PR #17094, opened 2025-11-30
Fix use constants in bare-word-strings with source error

### LINKED ISSUE #17091: Can no longer use constants in bare-word-strings with `source` (and likely other parser keywords) in 0.109
### Bug report form

### Describe the bug

Originally reported in [this Discord question](https://discord.com/channels/601130461678272522/1444473230604763262). As the title says, using a constant like `(nu.os-info.name)` in a bare-word string no longer works in 0.109. This appears to have broken with [#16403](https://github.com/nushell/nushell/pull/16403).

### How to reproduce

```nushell
mkdir foo
"print 'hi'" | save $"foo/($nu.os-info.name).nu"
source foo/($nu.os-info.name).nu
# => Error: nu::parser::sourced_file_not_found
# => 
# =>   × File not found
# =>    ╭─[entry #6:1:8]
# =>  1 │ source foo/($nu.os-info.name).nu
# =>    ·        ────────────┬────────────
# =>    ·                    ╰── File not found: foo/linux.nu
# =>    ╰────
# =>   help: sourced files need to be available before your script is run
```

### Expected behavior

This works in 0.108.

Note that the following is a good workaround:

```nushell
source $"foo/($nu.os-info.name).nu"
```

### Configuration

| version              | 0.109.0                                                                                   |
| commit_hash          | 55a5652a9112a2ed7db2cacd914a378c7e68ea53                                                  |
| rust_channel         | 1.89.0-x86_64-unknown-linux-gnu                                                           |
| build_time           | 2025-11-29 11:08:28 -05:00                                                                |
| installed_plugins    | formats 0.106.2, gstat 0.106.2, polars 0.106.2, query 0.106.2                             |

hustcer:
Fixes #17091 

This PR simply adds the same bare-word interpolation check to parse_filepath and parse_directory, making
   them consistent with parse_string. This way, users can continue using patterns like:
```nu
  source config/($nu.os-info.name).nu
```

  which worked in 0.108 and is quite useful for cross-platform scripts.

### Fix path resolution for `source` using bare-word-string-interpolation

Fixed a regression in v0.109.0 that disallowed using patterns like:
```nu
  source config/($nu.os-info.name).nu
```

## Tasks after submitting

### DIFF
--- a/tests/parsing/mod.rs
+++ b/tests/parsing/mod.rs
@@ -67,6 +67,296 @@ fn source_const_in_bareword_interpolation() {
     });
 }
 
+// Test edge cases for paths with parentheses
+#[test]
+fn source_path_with_literal_parens() {
+    Playground::setup("source_literal_parens_test", |dirs, sandbox| {
+        sandbox.with_files(&[FileWithContentToBeTrimmed(
+            "file(with)parens.nu",
+            "
+                print 'literal parens'
+            ",
+        )]);
+
+        // Quoted path with literal parentheses should work
+        let actual = nu!(
+            cwd: dirs.test(),
+            r#"source "file(with)parens.nu""#
+        );
+
+        assert_eq!(actual.out, "literal parens");
+    });
+}
+
+#[test]
+fn source_path_interpolation_vs_literal() {
+    Playground::setup("source_interp_vs_literal_test", |dirs, sandbox| {
+        sandbox.with_files(&[FileWithContentToBeTrimmed(
+            "file(name).nu",
+            "
+                print 'literal file'
+            ",
+        )]);
+        sandbox.with_files(&[FileWithContentToBeTrimmed(
+            "file_macos.nu",
+            "
+                print 'interpolated file'
+            ",
+        )]);
+        sandbox.with_files(&[FileWithContentToBeTrimmed(
+            "file_linux.nu",
+            "
+                print 'interpolated file'
+            ",
+        )]);
+        sandbox.with_files(&[FileWithContentToBeTrimmed(
+            "file_windows.nu",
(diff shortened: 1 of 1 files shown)


blindFS:
If this is actually what we want (I don't think so TBH), I'd suggest more tests for edge cases where `(` is part of the path name.

cptpiepmatz:
Yeah, I like the idea but I also don't know how much that can break things again

blindFS:
Thanks for this quick fix. The implementation looks good to me. My main concern is still the same: do we really want to encourage more usage of this buggy feature?

FYI, `tree-sitter-nu` struggles to parse it correctly. Behax once [suggested](https://github.com/nushell/tree-sitter-nu/pull/212#issuecomment-3038962320) that it never be used in scripts/modules. I don't think it's practical but I agree with the aesthetic preferences.

hustcer:
I tend to support this feature, but I'm not very insistent. Whether it's merged or not is fine. @Bahex Any thought on this?

cptpiepmatz:
Ok, I'm gonna merge this and prepare a patch release. @Bahex @blindFS can we come up with an issue tracking how we want to continue with this?

blindFS:
Are we confident enough to release this hot fix?

I mean, it's more like a new feature instead of a regression fix.

I'd suggest changing the signature of `source` for 0.109.1 if that's so important and making this change in 0.110.

blindFS:
I might be too conservative about this kind of stuff. Up to you anyways. I once tried to fix a bug of bare-word interpolation parsing. But the lexer code is so cursed that I find it better to leave for `new-nu-parser` to fix.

■ Exercise brief ■
Wherever the word "feature" occurs in the data, copy that whole line.

■ Written response ■
Thanks for this quick fix. The implementation looks good to me. My main concern is still the same: do we really want to encourage more usage of this buggy feature?
I tend to support this feature, but I'm not very insistent. Whether it's merged or not is fine. @Bahex Any thought on this?
I mean, it's more like a new feature instead of a regression fix.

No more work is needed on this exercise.